Overview
Galvatron is an automatic distributed training system designed for Transformer models, including Large Language Models (LLMs). It leverages advanced automatic parallelism techniques to deliver exceptional training efficiency. This repository houses the official implementation of Galvatron-2, our latest version enriched with several new features.
Key Features
(1) Enhanced Efficiency via Automatic Parallelism
Enlarged Parallelism Search Space
Incorporate multiple popular parallelism dimensions of distributed training, including DP (Data Parallelism), SDP (Sharded Data Parallelism, support ZeRO-1, ZeRO-2 and ZeRO-3), PP (Pipeline Parallelism, support both GPipe & Pipedream-flush / 1F1B-flush), TP (Tensor Parallelism), SP (Sequence Parallelism, support Megatron-SP and Deepspeed-Ulysses). Also incorporate CKPT (Activation Checkpointing) as a special parallelism dimension.
Fine-grained Hybrid Parallelism
Galvatron’s approach to hybrid parallelism represents a significant advancement in distributed training optimization. Rather than applying a one-size-fits-all strategy, the system enables layer-wise parallelization, allowing each transformer layer to utilize an independent combination of parallel strategies.
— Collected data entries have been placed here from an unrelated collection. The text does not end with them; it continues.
PR #3290, opened 2022-11-09
Limit the use of clone when handling Compilation object

ptitSeb:
# Description
Small improvment to limit the number of clone when handling Compilation object.

Based on https://github.com/near/wasmer/pull/140

For #3305


lib/compiler/src/artifact_builders/artifact_builder.rs
```diff
@@ -85,25 +83,35 @@ impl ArtifactBuild {
...
+            .iter()
+            .map(|(_, section)| section.relocations.clone())
+            .collect::<PrimaryMap<SectionIndex, _>>();
         let libcall_trampolines_section = make_libcall_trampolines(target);
         custom_section_relocations.push(libcall_trampolines_section.relocations.clone());
         let libcall_trampolines = custom_sections.push(libcall_trampolines_section);
         let libcall_trampoline_len = libcall_trampoline_len(target) as u32;
 
         let serializable_compilation = SerializableCompilation {
-            function_bodies: compilation.get_function_bodies(),
```
syrusakbary, line 99: If get_function_bodies and other methods are no longer used, perhaps can we eliminate them totally?

ptitSeb: I forgot to removed the commented code, it's done now

syrusakbary (approved):

PR #3649, opened 2023-03-06
Move the wcgi-runner into Wasmer (second attempt)

Michael-F-Bryan:
This is my second attempt at #3599.


Michael-F-Bryan:
We no longer need this second PR because I managed to find the issue in the original one.

PR #3650, opened 2023-03-06
Wasmer run-unstable

### LINKED ISSUE #3514: Respect main_args from the wasmer.toml file when running commands
Currently the `wasmer.toml` file has a `main_args` field for setting default arguments for the runner, however those `main_args` are not being respected when actually running the .wasm file (they're not passed in).

Current:

```
wasmer run ciuser/customlambda@0.2.27 customlambda.py 55
```

Goal:

```
wasmer run ciuser/customlambda@0.2.27 55
```

The necessary changes for this are already implemented in https://github.com/wasmerio/wasmer/pull/3464/commits/a3d3550ea841420ca74b59364c3585fb7f42fb31#diff-bc54a1b8f8ed51b1b4d84d6e94de7a3cb3a059311cac846e470dc28f0a136218R141-R146 we just need to port them to master.

Michael-F-Bryan:
This implements a second version of the `wasmer run` command to make the flow easier to follow and use WEBC runners.

In particular, it...

- Introduces a `wasmer run-unstable` sub-command which will eventually replace `wasmer run` and add a bunch of integration tests for it
- Deprecates several feature flags in the CLI (`cache`, `cache-blake3-pure`, `debug`, `wasi`, `emscripten`, `webc_runner`), making sure their functionality is always included and the flags themselves are no-ops
- Introduces a `wasmer_cli::WasmerHome` abstraction for interacting with the `$WASMER_DIR` directory and our integrating it with our caches
- Introduces an `impl<D> Filesystem for D where D: Deref<Target = impl Filesystem>` so `Box<dyn FileSystem>` and friends implement the `FileSystem` trait
- fixes a bug in `wasmer_vfs::WebcFileSystem` where you would OOM or have an infinite loop because reads would never increment the file's cursor
- Propagate environment variables and mapped directories to the WASI runner
- Wire up logging and error-handling middleware to the server started by the WCGI runner

We're calling it `wasmer run-unstable` instead of overwriting the `wasmer run` command for now until we get a chance to do more testing.

Fixes #3514.


lib/c-api/Cargo.toml
```diff
@@ -32,7 +32,7 @@ wasmer-middlewares = { version = "=3.2.0-alpha.1", path = "../middlewares", opti
 wasmer-wasi = { version = "=3.2.0-alpha.1", path = "../wasi", features = ["host-fs", "host-vnet"], optional = true }
 wasmer-types = { version = "=3.2.0-alpha.1", path = "../types" }
 wasmer-vfs = { version = "=3.2.0-alpha.1", path = "../vfs", optional = true, default-features = false, features = ["static-fs"] }
-webc = { version = "5.0.0-rc.5", optional = true }
+webc = { version = "4.0.0", optional = true }
```
syrusakbary, line 35: Roll back?

tests/integration/cli/tests/run2.rs
```diff
@@ -0,0 +1,339 @@
...
+
+        assert.success().stdout(contains("Hello, World!"));
+    }
+
+    #[test]
+    fn quickjs_as_url() {
+        let assert = Command::new(get_wasmer_path())
+            .arg("run2")
+            .arg("https://wapm.io/saghul/quickjs")
+            .arg("--entrypoint=quickjs")
```
syrusakbary, line 227: What happens if we don't provide an entrypoint (and there is only one command / or the package has already an entrypoint defined)? Will things still work?

Michael-F-Bryan: Yep!

https://github.com/wasmerio/wasmer/blob/bca161cb441b769722b7d7ca1ddf4d30aa5332e8/lib/cli/src/commands/run2.rs#L271-L287

I've also added an extra test using WABT to show the message you get when you need to specify the entrypoint.

https://github.com/wasmerio/wasmer/blob/bca161cb441b769722b7d7ca1ddf4d30aa5332e8/tests/integration/cli/tests/run2.rs#L51-L60

syrusakbary (approved):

This granular approach ensures optimal resource utilization by adapting to the specific computational and memory requirements of each layer.
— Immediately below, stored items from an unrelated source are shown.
PR #3653, opened 2023-03-07
Dash fixes and pthreads

john-sharratt:
This merge brings in support for pthreads using the WASI threads spec and fixes a number of issues with `dash` WASIX


john-sharratt:
Opening new pull request

PR #3655, opened 2023-03-07
[CI] Manually setup LLVM because Custom build doesn't include llvm-config.exe

ptitSeb:
Manually setup LLVM because Custom build doesn't include llvm-config.exe


theduke (approved):
Let's hope it builds now...

PR #3659, opened 2023-03-07
Fixed building with with just the sys feature

ptitSeb:
Fix the build with
```bash
cargo build --no-default-features --features=sys --manifest-path=lib/api/Cargo.toml
```

(used in CI)


Michael-F-Bryan (approved):
I verified that this builds on my local machine, so it should be good to merge as soon as CI is green :+1:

The system dynamically combines multiple parallelism types, carefully considering the trade-offs between computation, memory usage, and communication overhead. This hybrid approach is particularly powerful when dealing with complex model architectures, where different layers may benefit from different parallelization strategies.
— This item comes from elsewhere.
PR #3663, opened 2023-03-07
Dash fixes and pthreads

john-sharratt:
This merge brings in support for pthreads using the WASI threads spec and fixes a number of issues with dash WASIX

Efficient Automatic Parallelism Optimization
The heart of Galvatron’s efficiency lies in its sophisticated optimization engine. Through careful cost modeling, the system accurately estimates computation requirements, predicts memory usage patterns, and models communication overhead for different parallelization strategies. This comprehensive modeling enables intelligent decision-making in strategy selection.
The optimization process employs advanced search algorithms with dynamic programming that consider multiple objectives simultaneously, including memory efficiency and communication costs. The system automatically adapts to hardware constraints while ensuring optimal performance.
(2) Versatility
Galvatron’s versatility extends across the entire spectrum of Transformer architectures. In the realm of language models, it excels at handling everything from traditional BERT-style encoders and GPT decoders to complex T5-style encoder-decoder models. For Large Language Models (LLMs), the system provides specialized optimizations that enable efficient training of models with trillions of parameters, carefully managing memory and computational resources.
The system’s capabilities extend beyond language models to vision transformers. Galvatron maintains its efficiency while adapting to the unique requirements of each architecture. In the future, Galvatron will also support multi-modal architectures.
(3) User-Friendly Interface
Despite its sophisticated underlying technology, Galvatron prioritizes user accessibility. Users can begin training with minimal code changes, supported by comprehensive documentation and practical examples. The system also offers seamless integration with dataloader of popular framework , alongside robust checkpoint management capabilities, making it a practical choice for both research and production environments.
System Architecture
Galvatron’s architecture consists of three tightly integrated core modules that work together to deliver efficient distributed training:
(1) Galvatron Profiler
The Profiler serves as the foundation of the system, conducting comprehensive analysis of both hardware capabilities and model characteristics. On the hardware side, it measures inter-device communication bandwidth and computational throughput of each device. For model profiling, it analyzes computation patterns, memory requirements, and communication needs of different model components. This detailed profiling information forms the basis for intelligent strategy decisions.
(2) Galvatron Search Engine
The Search Engine represents the brain of the system, leveraging the profiling data to discover optimal parallelization strategies. It employs sophisticated algorithms to explore the vast space of possible parallel configurations and automatically determine the most efficient combination of parallelism strategies for each layer of the model.
(3) Galvatron Runtime Framework
The Runtime Framework implements the execution layer, translating the high-level parallelization strategies into efficient distributed operations. The framework provides a robust and flexible execution environment that adapts to different hardware configurations and model architectures.
Integration and Workflow
These three modules work seamlessly together to simplify the distributed training process. Users only need to provide hardware environment and Transformer model configuration.
The system automatically handles all aspects of distributed training optimization, from initial profiling through strategy selection to efficient execution. This architecture ensures both ease of use and high performance, making sophisticated distributed training accessible to a broader range of users while maintaining the flexibility needed for advanced applications.
Through this modular design, Galvatron achieves a balance between automation and customization, enabling both simple deployment for standard cases and detailed control for specialized requirements.